Stored data entries:
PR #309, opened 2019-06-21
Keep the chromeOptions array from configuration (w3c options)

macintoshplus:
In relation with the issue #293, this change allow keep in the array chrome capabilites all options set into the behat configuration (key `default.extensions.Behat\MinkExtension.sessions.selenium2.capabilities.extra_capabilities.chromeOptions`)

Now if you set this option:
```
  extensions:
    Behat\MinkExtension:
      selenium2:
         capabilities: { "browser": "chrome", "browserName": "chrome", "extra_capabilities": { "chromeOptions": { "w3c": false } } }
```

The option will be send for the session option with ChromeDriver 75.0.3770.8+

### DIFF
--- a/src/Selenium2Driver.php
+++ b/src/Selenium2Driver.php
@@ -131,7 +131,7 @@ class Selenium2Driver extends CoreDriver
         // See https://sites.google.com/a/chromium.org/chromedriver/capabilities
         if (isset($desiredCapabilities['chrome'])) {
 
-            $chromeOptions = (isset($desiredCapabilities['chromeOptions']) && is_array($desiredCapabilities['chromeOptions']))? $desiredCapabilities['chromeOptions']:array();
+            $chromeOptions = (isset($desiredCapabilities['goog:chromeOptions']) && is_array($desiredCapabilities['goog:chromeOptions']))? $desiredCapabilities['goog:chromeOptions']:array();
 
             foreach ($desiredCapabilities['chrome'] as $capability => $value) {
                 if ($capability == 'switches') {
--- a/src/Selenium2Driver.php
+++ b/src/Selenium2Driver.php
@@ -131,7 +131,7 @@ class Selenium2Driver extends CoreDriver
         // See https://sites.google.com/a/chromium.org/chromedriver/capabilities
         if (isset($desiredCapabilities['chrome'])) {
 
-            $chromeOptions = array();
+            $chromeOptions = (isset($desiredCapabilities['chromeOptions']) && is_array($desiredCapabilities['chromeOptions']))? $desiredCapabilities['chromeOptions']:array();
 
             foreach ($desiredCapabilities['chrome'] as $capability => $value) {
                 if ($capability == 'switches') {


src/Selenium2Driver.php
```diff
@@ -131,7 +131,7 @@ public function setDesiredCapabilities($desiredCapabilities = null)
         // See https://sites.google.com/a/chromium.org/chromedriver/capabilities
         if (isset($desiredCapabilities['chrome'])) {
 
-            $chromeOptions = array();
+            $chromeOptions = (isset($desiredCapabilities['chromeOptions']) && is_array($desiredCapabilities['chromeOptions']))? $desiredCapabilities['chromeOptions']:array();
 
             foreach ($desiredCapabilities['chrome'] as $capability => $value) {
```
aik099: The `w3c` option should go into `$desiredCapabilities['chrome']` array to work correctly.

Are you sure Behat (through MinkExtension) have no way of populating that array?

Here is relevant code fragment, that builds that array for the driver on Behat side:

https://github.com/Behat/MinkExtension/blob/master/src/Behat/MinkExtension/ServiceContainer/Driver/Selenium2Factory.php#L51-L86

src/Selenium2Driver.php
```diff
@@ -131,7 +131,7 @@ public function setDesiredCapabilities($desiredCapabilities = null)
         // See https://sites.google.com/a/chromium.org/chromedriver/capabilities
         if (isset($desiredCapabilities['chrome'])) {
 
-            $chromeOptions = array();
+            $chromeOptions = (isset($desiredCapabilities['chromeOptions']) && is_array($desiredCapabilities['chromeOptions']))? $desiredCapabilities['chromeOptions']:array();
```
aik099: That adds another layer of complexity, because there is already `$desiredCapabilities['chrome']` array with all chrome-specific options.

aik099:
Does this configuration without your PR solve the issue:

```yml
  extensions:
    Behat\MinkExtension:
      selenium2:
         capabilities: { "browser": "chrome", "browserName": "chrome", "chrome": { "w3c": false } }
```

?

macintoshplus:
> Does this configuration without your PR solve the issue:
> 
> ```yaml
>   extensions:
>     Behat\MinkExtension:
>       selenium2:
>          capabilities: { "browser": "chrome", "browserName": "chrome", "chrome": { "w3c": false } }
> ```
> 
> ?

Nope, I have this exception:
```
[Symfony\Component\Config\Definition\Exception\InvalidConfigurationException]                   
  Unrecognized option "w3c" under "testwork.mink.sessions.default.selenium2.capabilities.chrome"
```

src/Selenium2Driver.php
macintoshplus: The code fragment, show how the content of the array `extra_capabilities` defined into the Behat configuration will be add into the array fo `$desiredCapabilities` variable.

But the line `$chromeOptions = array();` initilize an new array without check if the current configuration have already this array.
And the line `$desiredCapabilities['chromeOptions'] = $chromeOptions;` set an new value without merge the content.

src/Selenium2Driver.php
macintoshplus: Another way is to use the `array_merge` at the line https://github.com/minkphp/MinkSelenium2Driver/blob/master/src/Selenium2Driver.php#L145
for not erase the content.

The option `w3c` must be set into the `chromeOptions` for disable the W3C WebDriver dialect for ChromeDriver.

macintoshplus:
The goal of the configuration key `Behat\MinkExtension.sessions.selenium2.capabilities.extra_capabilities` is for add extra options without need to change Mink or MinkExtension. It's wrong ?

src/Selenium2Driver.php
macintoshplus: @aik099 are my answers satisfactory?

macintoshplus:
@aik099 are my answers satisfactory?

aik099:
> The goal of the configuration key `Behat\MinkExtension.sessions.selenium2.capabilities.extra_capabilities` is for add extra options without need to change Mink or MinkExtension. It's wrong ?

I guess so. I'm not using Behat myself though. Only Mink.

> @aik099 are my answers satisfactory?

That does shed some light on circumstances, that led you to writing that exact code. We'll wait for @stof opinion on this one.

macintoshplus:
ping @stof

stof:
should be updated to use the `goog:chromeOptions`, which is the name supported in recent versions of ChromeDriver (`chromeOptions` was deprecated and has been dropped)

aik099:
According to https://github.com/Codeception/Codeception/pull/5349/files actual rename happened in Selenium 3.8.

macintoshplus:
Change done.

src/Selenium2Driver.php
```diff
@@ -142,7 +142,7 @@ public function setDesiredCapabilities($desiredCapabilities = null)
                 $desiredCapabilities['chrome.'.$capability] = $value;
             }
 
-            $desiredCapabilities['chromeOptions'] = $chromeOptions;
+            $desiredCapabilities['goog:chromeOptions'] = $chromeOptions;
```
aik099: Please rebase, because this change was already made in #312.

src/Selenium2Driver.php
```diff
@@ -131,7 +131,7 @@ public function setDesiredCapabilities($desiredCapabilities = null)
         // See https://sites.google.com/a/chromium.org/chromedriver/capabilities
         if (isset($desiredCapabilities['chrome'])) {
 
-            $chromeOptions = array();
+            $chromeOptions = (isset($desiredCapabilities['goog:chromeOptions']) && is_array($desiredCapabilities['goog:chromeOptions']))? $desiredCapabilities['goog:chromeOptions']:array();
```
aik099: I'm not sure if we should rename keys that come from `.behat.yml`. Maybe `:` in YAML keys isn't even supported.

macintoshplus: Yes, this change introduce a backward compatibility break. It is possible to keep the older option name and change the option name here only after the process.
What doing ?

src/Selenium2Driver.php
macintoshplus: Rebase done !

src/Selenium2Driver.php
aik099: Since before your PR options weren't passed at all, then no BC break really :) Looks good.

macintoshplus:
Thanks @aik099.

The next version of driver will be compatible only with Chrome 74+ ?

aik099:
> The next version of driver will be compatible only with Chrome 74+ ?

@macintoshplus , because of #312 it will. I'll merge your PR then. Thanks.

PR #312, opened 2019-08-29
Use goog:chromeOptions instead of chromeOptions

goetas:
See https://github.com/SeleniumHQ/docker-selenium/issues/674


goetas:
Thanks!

Task item
Using the data above, work out how many lines include the word "master" and give only that number.

Response to the exercise
2